We should also mention that the Fifth Step involves admitting the specific sins of lust to another-in the Orthodox context this means confessing to one's Spiritual Father.

However, a priest should not wait for a patient to admit to an addiction. Beginning with pubescent children, he should gently and tactfully inquire about certain acts and sins which, at that age, usually manifest themselves as masturbation. The confessor must overcome any natural squeamishness he has about this. He must also overcome the common idea that masturbation, while a sin, is an inevitable and perhaps even "normal" part of early adolescent self-discovery. If uncorrected, this sin will take root and become an addiction that can later produce more serious sexual addictions. All therapists dealing with sexual addiction now recognize this. (Some victims of this sin are so dependent on it that they continue to masterbate even after marriage, sometimes preferring it to the marital act.) In cases of adult addicts, the priest may want to refer penitents to certain books and other literature, or encourage them to join a Sexaholics Anonymous group. But where incest, exhibitionism, or bestiality is involved, he will certainly want to urge immediate professional therapy before the law gets involved, as it inevitably-and rightly-will. But in all cases-whether youth or adults-the priest will want to talk at length about what Sexaholics Anonymous calls "trigger mechanisms"-those "stimuli, conflicts, or pressures that provoke a fantasy, feeling, or thought that leads to our acting out" the sin of lust. Patristic teaching advocates watchfulness or "nipsis" as the beginning of a cure. This is what used to be called avoiding "occasions of sin," and can be broadly grouped under the following categories:

"Sex Objects. Persons of the same or opposite sex, including our own bodies....Some of us include in this category animals and inanimate objects....Media. Pictures, printed matter, ads, television and movies, music, and dance...The Inner Landscape. Most of us can see how memories and fantasies can act as triggers. Intangibles we are likely to identify on our own are such things as failure, rejection, or criticism...loneliness, alienation, boredom...and other manifestations of unfulfilled God-hunger."

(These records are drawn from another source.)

Issue #694, opened 2022-08-31
Add logic to update a spec if the URI field is defined


xavpaice:
## Request

Design: #681 

When presented with a spec document that contains a URI, if that spec is one of the specs provided on the command line or initial call to Troubleshoot, attempt to collect a replacement spec from that URI.  If successful, replace the entire spec with the one downloaded.  If unsuccessful, log the error and use the spec provided.

The URI is provided based on changes in #682 :

```yaml
apiVersion: troubleshoot.sh/v1beta2
kind: SupportBundle
metadata:
  name: default
spec:
  uri: https://raw.githubusercontent.com/replicatedhq/troubleshoot-specs/main/in-cluster/default.yaml
  collectors:
```

Likely starting point for this is to alter `ParseSupportBundleFromDoc()`in `pkg/supportbundle/load.go`.

We will need to test if the resulting supportBundle has a uri, and if it does, use the `loadSpec()` function to load a replacement spec.

## In scope

* Replacing the first spec document in a yaml file/secret/URL provided on the CLI with a URL download result (oci://, http://, https://), if successful
* Optionally, this URI could direct to a file, since `loadSpec()` tests for that already

## Out of scope

* Loading specs where the URI points to a secret (that's a different code path).
* yaml files with multiple documents will only read the URI from the first document in the file
* Redactors are out of scope, just the content of `collectors`and `analyzers`will be replaced
* preflights are out of scope
* KOTs calls `troubleshootv1beta2.CollectSupportBundleFromURI()`and `troubleshootv1beta2.CollectSupportBundleFromSpec()`to trigger support bundle collection.  These calls are not expected to be affected by these changes.

## Definition of done

- [x] CLI can accept a yaml file that has a `uri`specified (as above), and will download a replacement spec from that URI.
- [x] If the download fails, Troubleshoot continues to run without error, logging the failure only.  The originally provided spec is used.
- [ ] Code changes have tests

Docs to be added in #711

adamancini:
@xavpaice have you considered how we might handle circular references in the URI specified in the spec?  Something David and I discussed today is perhaps we can keep track of the hash of the spec referenced in the URI and break a circular reference:

imagine

## https://foo.bar.com/spec1.yaml
uri: https://foo.bar.com/spec2.yaml


## https://foo.bar.com/spec2.yaml
uri: https://foo.bar.com/spec3.yaml


## https://foo.bar.com/spec3.yaml
[...]

Issue #682, opened 2022-08-26
Add URI type to spec definition


xavpaice:
Add a new field to the Troubleshoot spec definition, will enable a URI to be used to locate another spec.

In PR https://github.com/replicatedhq/troubleshoot/pull/681 we describe using a new field in the Troubleshoot spec definition to allow a URI to be specified for a replacement (i.e. updated) spec for the spec provided.

The spec URI listed should be any valid location that Troubleshoot can accept on the CLI - this could be a secret, file, or an address.

This particular task is to update the CRDs so that when a spec is provided to Troubleshoot, it can include a new field per the example below.

Current spec format is like this example:

```yaml
apiVersion: troubleshoot.sh/v1beta2
kind: SupportBundle
metadata:
  name: default
spec:
  collectors:
    - clusterInfo: {}
    - clusterResources: {}
  analyzers:
    - cephStatus: {}
    - longhorn: {}
```

We could add a new type, `uri` under the top level spec, which contains a list of URIs from which to obtain specs:

```yaml
apiVersion: troubleshoot.sh/v1beta2
kind: SupportBundle
metadata:
  name: default
spec:
  uri: https://raw.githubusercontent.com/replicatedhq/troubleshoot-specs/main/in-cluster/default.yaml
  collectors:
    - clusterInfo: {}
    - clusterResources: {}
  analyzers:
    - cephStatus: {}
    - longhorn: {}
```

In scope:

* adding the ability to accept the new data without error

Out of scope:

* doing anything with that new data

Definition of done:

- [x] Troubleshoot can accept a spec yaml with the second format provided above, without error
- [x] Any tests which validate spec definition are updated (or written)
- [x] A draft (but not available online) document detailing the required format

chris-sanders:
I mentioned this on the design doc, but since we're going to run a bit ahead and start on this I'll say it here as well.

I think we should just use `uri` instead of `specURI` because the full path as shown above is `spec.specURI` which is repetitive.

edgarlanting:
On todays CRE team call we pretty much agreed to use `uri` to minimize stuttering amongst others. So for example; instead of `spec`.`specURI` we'd want to use `spec`.`uri`

edgarlanting:
`./cmd/schemagen/cli/root.go` generates a new schema in `./schemas`.

These are:

`analyzer-troubleshoot-v1beta2.json`
`preflight-troubleshoot-v1beta2.json`
`supportbundle-v1beta2.json`

[...]

PR #696, opened 2022-09-01
EL 20220901 - Implement new type  for #682

edgarlanting:
This PR implements a new type for Troubleshoot as per issue #682 

Added are:

- A new type: `uri` to specify a spec located on web, a secret in a cluster or a spec yaml file
- An updated sample spec containing the new uri field

Actual functionality will be built into Troubleshoot with #694 

! to implement in a new build, run `make schemas` before running `make support-bundle`.

While automated test options are not yet built into to check spec validity et al, I have manually tested this new version/PR with the following current and older versions of Troubleshoot:

v0.34.0 (May 2022 - arm64 & amd64) 
v0.28.1 (January 2022 - arm64 & amd64)
v0.13.14 (September 2021 - amd64) 

And a 'new' spec to test with:

```
kind: SupportBundle
metadata:
  name: default
spec:
  uri: https://raw.githubusercontent.com/replicatedhq/troubleshoot-specs/main/in-cluster/default.yaml
  collectors:
    - clusterInfo: {}
    - clusterResources: {}
  analyzers:
    - cephStatus: {}
    - longhorn: {}
```

### DIFF
--- a/pkg/apis/troubleshoot/v1beta2/supportbundle_types.go
+++ b/pkg/apis/troubleshoot/v1beta2/supportbundle_types.go
@@ -27,6 +27,13 @@ type SupportBundleSpec struct {
 	HostCollectors  []*HostCollect     `json:"hostCollectors,omitempty" yaml:"hostCollectors,omitempty"`
 	Analyzers       []*Analyze         `json:"analyzers,omitempty" yaml:"analyzers,omitempty"`
 	HostAnalyzers   []*HostAnalyze     `json:"hostAnalyzers,omitempty" yaml:"hostAnalyzers,omitempty"`
+	// Uri defines the location of the spec file that needs to be used. This is optional and can be
+	// either a secret, url or spec yaml file.
+	// When presented with a spec document that contains a URI, if that spec is one of the specs provided
+	// on the command line or initial call to Troubleshoot, attempt to collect a replacement spec from that URI.
+	// If successful, it will replace the entire spec with the one downloaded.
+	// If unsuccessful, log the error and use the spec provided.
+	Uri string `json:"uri,omitempty" yaml:"uri,omitempty"`
 }
 
 // SupportBundleStatus defines the observed state of SupportBundle
--- a/pkg/apis/troubleshoot/v1beta2/supportbundle_types.go
+++ b/pkg/apis/troubleshoot/v1beta2/supportbundle_types.go
@@ -27,12 +27,7 @@ type SupportBundleSpec struct {
 	HostCollectors  []*HostCollect     `json:"hostCollectors,omitempty" yaml:"hostCollectors,omitempty"`
 	Analyzers       []*Analyze         `json:"analyzers,omitempty" yaml:"analyzers,omitempty"`
 	HostAnalyzers   []*HostAnalyze     `json:"hostAnalyzers,omitempty" yaml:"hostAnalyzers,omitempty"`
-	// Uri defines the location of the spec file that needs to be used. This is optional and can be
-	// either a secret, url or spec yaml file.
-	// When presented with a spec document that contains a URI, if that spec is one of the specs provided
-	// on the command line or initial call to Troubleshoot, attempt to collect a replacement spec from that URI.
-	// If successful, it will replace the entire spec with the one downloaded.
-	// If unsuccessful, log the error and use the spec provided.
+	// URI optionally defines a location which is the source of this spec to allow updating of the spec at runtime
 	Uri string `json:"uri,omitempty" yaml:"uri,omitempty"`
 }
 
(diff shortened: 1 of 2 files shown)


pkg/apis/troubleshoot/v1beta2/supportbundle_types.go
```diff
@@ -27,6 +27,13 @@ type SupportBundleSpec struct {
 	HostCollectors  []*HostCollect     `json:"hostCollectors,omitempty" yaml:"hostCollectors,omitempty"`
 	Analyzers       []*Analyze         `json:"analyzers,omitempty" yaml:"analyzers,omitempty"`
 	HostAnalyzers   []*HostAnalyze     `json:"hostAnalyzers,omitempty" yaml:"hostAnalyzers,omitempty"`
+	// Uri defines the location of the spec file that needs to be used. This is optional and can be
+	// either a secret, url or spec yaml file.
+	// When presented with a spec document that contains a URI, if that spec is one of the specs provided
+	// on the command line or initial call to Troubleshoot, attempt to collect a replacement spec from that URI.
+	// If successful, it will replace the entire spec with the one downloaded.
+	// If unsuccessful, log the error and use the spec provided.
+	Uri string `json:"uri,omitempty" yaml:"uri,omitempty"`
```
chris-sanders, line 31: I'm curious the use case for anything other than a URL for this field. Is there a a reason to use a secret or yaml file in this reference?

This nuance may not matter for this actual change, which if true this comment is overly verbose I think. I like documenting in code, but if the comment documents things that aren't implemented here it runs the risk of being incorrect when other code changes and that change wouldn't know to come update this comment.

To me, I would simply include "URI optionally defines a location which is the source of this spec to allow updating of the spec at runtime".

chris-sanders (commented):
one small comment

pkg/apis/troubleshoot/v1beta2/supportbundle_types.go
diamonwiggins: Agree with Chris' comments above. Also for:

> If successful, it will replace the entire spec with the one downloaded.

I didn't know this was our intention?

xavpaice: Regards why we might use a secret, yaml file, or URL with an oci:// type, it's possible that these could be handy but far from essential.  The reality is that the simplest way to use the code to ingest the content of the URI could be to use the same logic that's already there, which includes these types.

I do agree that it would be good to be less specific here with the type of location - the code change to implement use of that will dictate the end result though it looks currently like the simplest change is to accept any type of URI.

> > If successful, it will replace the entire spec with the one downloaded.
> 
> I didn't know this was our intention?

yup, that's the intent - see https://github.com/replicatedhq/troubleshoot/blob/main/design/proposal-updateable-specs.md

xavpaice (commented):
one nit with inline comments, otherwise LGTM.

pkg/apis/troubleshoot/v1beta2/supportbundle_types.go
edgarlanting: > I'm curious the use case for anything other than a URL for this field. Is there a a reason to use a secret or yaml file in this reference?
> 
> This nuance may not matter for this actual change, which if true this comment is overly verbose I think. I like documenting in code, but if the comment documents things that aren't implemented here it runs the risk of being incorrect when other code changes and that change wouldn't know to come update this comment.
> 
> To me, I would simply include "URI optionally defines a location which is the source of this spec to allow updating of the spec at runtime".

Thanks @chris-sanders, it makes perfect sense indeed to minimize the explanation and clarify a comment line into just one sentence for this new field.

edgarlanting: > Regards why we might use a secret, yaml file, or URL with an oci:// type, it's possible that these could be handy but far from essential. The reality is that the simplest way to use the code to ingest the content of the URI could be to use the same logic that's already there, which includes these types.
> 
> I do agree that it would be good to be less specific here with the type of location - the code change to implement use of that will dictate the end result though it looks currently like the simplest change is to accept any type of URI.
> 
> > > If successful, it will replace the entire spec with the one downloaded.
> > 
> > 
> > I didn't know this was our intention?
> 
> yup, that's the intent - see https://github.com/replicatedhq/troubleshoot/blob/main/design/proposal-updateable-specs.md

Thanks @xavpaice for your feedback!

edgarlanting: > Agree with Chris' comments above. Also for:
> 
> > If successful, it will replace the entire spec with the one downloaded.
> 
> I didn't know this was our intention?

Thanks @diamonwiggins for your feedback!

edgarlanting (commented):
Thanks all for the feedback, requesting a re-review as the comment line has been changed.

chris-sanders (approved):
lgtm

Here we have been able to sketch only a broad overview of the problem. Hopefully the reader will see that it IS a problem, that it MUST be addressed forthrightly, especially by priests, who have responsibility before God for their flocks, and that it CAN be successfully resolved, although only with much hard work and prayer.

One last word: since it is axiomatic that "you cannot give what you do not have," priests must be sure that they have resolved addictions issues (whatever they may be, if any) in their own lives. If the physician is not himself being healed, how can he hope to aid in the healing of others?